The Age of Miracles by Karen Thompson Walker

The Age of Miracles
Karen Thompson Walker
9780857207241
Simon and Schuster

This book, quite frankly, is amazing.

Reviews have compared it to Alice Sebold's The Lovely Bones, but it's more horrifying than that in a way because The Age of Miracles deals with the kind of catastrophe that we don't even think to be scared of.



From the blurb

"On a seemingly ordinary Saturday in a California suburb, 11-year-old Julia and her family awake to discover, along with the rest of the world, that the rotation of the earth has suddenly begun to slow. The days and nights grow longer and longer, gravity is affected, the environment is thrown into disarray. Yet as she struggles to navigate an ever-shifting landscape, Julia is also coping with the normal disasters of everyday life--the fissures in her parents’ marriage, the loss of old friends, the hopeful anguish of first love, the bizarre behaviour of her grandfather who, convinced of a government conspiracy, spends his days obsessively cataloguing his possessions. As Julia adjusts to the new normal, the slowing inexorably continues."

My review

It's hard first of all to classify this book.  It is at the same time adult and young adult, science fiction and realism, a coming of age story and a fable of a not-far-away apocalypse.  At the same time, it's not a complicated story.  The changes of the world are presented in a logical succession, with chapters or new scenes beginning with an explanation of what has changed since we last heard.  Contrasted against this are the scenes of Julia's life.  

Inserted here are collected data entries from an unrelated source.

PR #611, opened 2023-07-12
Add `-no-relative-path:` flag to control indexing of generated files

olafurpg:
Previously, the SemanticDB compiler plugin errored when indexing auto-generated files outside of the configured `-sourceroot` directory (which is automatically inferred for Bazel builds). This behavior was undesirable because:

- There's no good workaround for the issue
- The error message was cryptic making it difficult to understand what went wrong

For some cases, we were able to detect this situation for Bazel and ignore the indexed file while printing an informative message, but this behavior was also undesirable because we skipping these files means that we can't render hover messages for symbols in those generated files.

This PR fixes the issue by adding a configurable `-no-relative-path:` flag with the following valid options:

- `index_anyways` (default): indexes the file but with no guarantee that it's possible to recover the location of the original generated file. This allows us to display accurate hover tooltips for symbols in these files even if "Go to definition" won't work.
- `skip`: silently ignored these files.
- `warning`: ignore these files and print a message explaining it was skipped.
- `error`: fail the compilation process (old default).

### Test plan

Manually tested this in the example Bazel workspace with the following commands:
```
❯ cd examples/bazel-example
❯ bazel build //... --@scip_java//semanticdb-javac:enabled=true
INFO: Analyzed 4 targets (0 packages loaded, 0 targets configured).
INFO: Found 4 targets...
INFO: Elapsed time: 0.102s, Critical Path: 0.00s
INFO: 1 process: 1 internal.
INFO: Build completed successfully, 1 total action
❯ find bazel-bin/ -type f -name '*.semanticdb'
bazel-bin//src/main/java/example/example.semanticdb/META-INF/semanticdb/src/main/java/example/Example.java.semanticdb
bazel-bin//src/main/java/example/_javac/example/libexample_classes/META-INF/semanticdb/src/main/java/example/Example.java.semanticdb
bazel-bin//src/main/java/source-generator-example/animal.semanticdb/META-INF/semanticdb/src/main/java/source-generator-example/Animal.java.semanticdb
bazel-bin//src/main/java/source-generator-example/_javac/animal/libanimal_classes/META-INF/semanticdb/bazel-out/darwin_arm64-fastbuild/bin/src/main/java/source-generator-example/_javac/animal/libanimal_sources/AutoValue_Animal.java.semanticdb
bazel-bin//src/main/java/source-generator-example/_javac/animal/libanimal_classes/META-INF/semanticdb/src/main/java/source-generator-example/Animal.java.semanticdb
```

Observe that the generated file does not use the `no-relative-path/NUMBER.FILENAME.semanticdb` logic in this PR. To be sure, I manually tested that code path by changing the implementation a bit and confirmed that it generates valid relative paths under `META-INF/semanticdb/no-relative-path/...`.

### DIFF
--- a/semanticdb-javac/src/main/java/com/sourcegraph/semanticdb_javac/SemanticdbTaskListener.java
+++ b/semanticdb-javac/src/main/java/com/sourcegraph/semanticdb_javac/SemanticdbTaskListener.java
@@ -6,7 +6,6 @@ import com.sun.source.util.TaskListener;
 import com.sun.source.util.Trees;
 import com.sun.tools.javac.model.JavacTypes;
 
-import javax.tools.Diagnostic;
 import javax.tools.JavaFileObject;
 import java.io.IOException;
 import java.net.URI;
@@ -25,7 +24,7 @@ public final class SemanticdbTaskListener implements TaskListener {
   private final SemanticdbReporter reporter;
   private final JavacTypes javacTypes;
   private final Trees trees;
-  private boolean sourceGeneratorsMessageIsLogged = false;
+  private int noRelativePathCounter = 0;
 
   public SemanticdbTaskListener(
       SemanticdbJavacOptions options,
@@ -130,7 +129,11 @@ public final class SemanticdbTaskListener implements TaskListener {
           new String[] {"SimpleFileObject[", "DirectoryFileObject["};
       for (String pattern : knownBazelToStringPatterns) {
         if (toString.startsWith(pattern) && toString.endsWith("]")) {
-          return Paths.get(toString.substring(pattern.length(), toString.length() - 1));
+          Path path = Paths.get(toString.substring(pattern.length(), toString.length() - 1));
+          if (path.isAbsolute()) {
+            return path;
+          }
+          return options.sourceroot.resolve(path);
         }
       }
       throw new IllegalArgumentException("unsupported source file: " + toString);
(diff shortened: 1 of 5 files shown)


semanticdb-javac/src/main/java/com/sourcegraph/semanticdb_javac/SemanticdbTaskListener.java
```diff
@@ -190,32 +193,41 @@ private Result<Path, String> semanticdbOutputPath(SemanticdbJavacOptions options
               .resolve(relativePath)
               .resolveSibling(filename);
       return Result.ok(semanticdbOutputPath);
-    } else {
-
-      if (options.uriScheme == UriScheme.BAZEL && options.generatedTargetRoot != null) {
-        try {
-          if (absolutePath.toRealPath().startsWith(options.generatedTargetRoot)) {
```
olafurpg, line 197: @keynmol FYI I kept `options.generatedTargetRoot` even if it's no longer used.

semanticdb-javac/src/main/java/com/sourcegraph/semanticdb_javac/SemanticdbTaskListener.java
```diff
@@ -190,32 +193,41 @@ private Result<Path, String> semanticdbOutputPath(SemanticdbJavacOptions options
...
-              options.sourceroot, absolutePath));
+    switch (options.noRelativePath) {
+      case INDEX_ANYWAY:
+        // Come up with a unique relative path for this file even if it's not under the sourceroot.
+        // By indexing auto-generated files, we collect SymbolInformation for auto-generated symbol,
+        // which results in more useful hover tooltips in the editor.
+        // In the future, we may want to additionally embed the full text contents of these files
+        // so that it's possible to browse generated files with precise code navigation.
+        String uniqueFilename =
+            String.format("%d.%s.semanticdb", ++noRelativePathCounter, absolutePath.getFileName());
```
keynmol, line 206: Do we have any guarantees about `javac` being invoked only once per Bazel target?

Otherwise the `noRelativePathCounter` in second invocation will be reset and files can start overwriting each other

semanticdb-javac/src/main/java/com/sourcegraph/semanticdb_javac/SemanticdbTaskListener.java
```diff
@@ -190,32 +193,41 @@ private Result<Path, String> semanticdbOutputPath(SemanticdbJavacOptions options
...
+                absolutePath, options.sourceroot),
+            e);
+      case SKIP:
+        return null;
+      case ERROR:
+      default:
+        return Result.error(
+            String.format(
+                "Unable to detect the relative path of '%s'. A common reason for this error is that the file is that this file is auto-generated. "
+                    + "To fix this problem, either configure the -sourceroot:PATH flag to be the parent directory of all indexed files, or "
```
keynmol, line 228: Do you think we can change the error message for Bazel specifically to remove the `-sourceroot` part, which we know is not sufficient?

semanticdb-javac/src/main/java/com/sourcegraph/semanticdb_javac/SemanticdbTaskListener.java
```diff
@@ -190,32 +193,41 @@ private Result<Path, String> semanticdbOutputPath(SemanticdbJavacOptions options
...
+                    + "configure -no-relative-path:VALUE flag to have one of the following values: index_anyway, skip, warning.",
```
keynmol, line 229: Can use `NoRelativePathMode.values()` again to avoid things drifting if you were to change values/add new ones

semanticdb-javac/src/main/java/com/sourcegraph/semanticdb_javac/SemanticdbTaskListener.java
olafurpg: The output of rebuilding the same Bazel target is guaranteed to produce identical results, unless the build is buggy. You have to use different targets if you're cross-building the same set of sources.

keynmol (approved):

olafurpg:
I will address the unresolved comments separately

Julia is a character who is easy to relate to.  She's a normal girl, and not a Mary-Sue (an easily recognisable idealised version of the author inserted into the text in order for the author to write out their fantasies) who experiences friendship breakdowns, puberty blues, first love, and the astonishing revelation that her parents are not faultless beings.  As she moves from innocence to experience (gosh, that phrase is a flashback to TEE English Literature), the world moves from normal to devastated, thus forever linking the traumas of growing up to a process of a loss of beauty and simplicity.  At the same time, this is a cautionary book about our reliance on modern technology, and what would happen if we exhausted our natural resources.  

A word to the wise- don't go questioning the science behind this book.  It may or may not be accurate, but it's written in a way that is horrifyingly believable.  At times I would emerge from a session reading this book still thinking that I was in it's world- that, yes, the world was slowing and I had to be careful.  

To sum up?

Choosing favourite books is like choosing favourite vital organs- you need them all- but this is definitely going to make it into the top ten books of 2013 for me.